Exercise: A word-for-word printout of the listing below is needed.

Information supplied:

PR #44, opened 2020-01-21
Windows 32 bit builds

### LINKED ISSUE #37: wgpu-py does not work on Windows 32 bit
Because we only have a 64 bit version of wgpu-native. The unfortunate thing is that if you go to python.org on Windows, the default installer you'll be prompted with is for 32bit Python :( ... in 2020 :'(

Expected answer:
PR #44, opened 2020-01-21
Windows 32 bit builds

### LINKED ISSUE #37: wgpu-py does not work on Windows 32 bit
Because we only have a 64 bit version of wgpu-native. The unfortunate thing is that if you go to python.org on Windows, the default installer you'll be prompted with is for 32bit Python :( ... in 2020 :'(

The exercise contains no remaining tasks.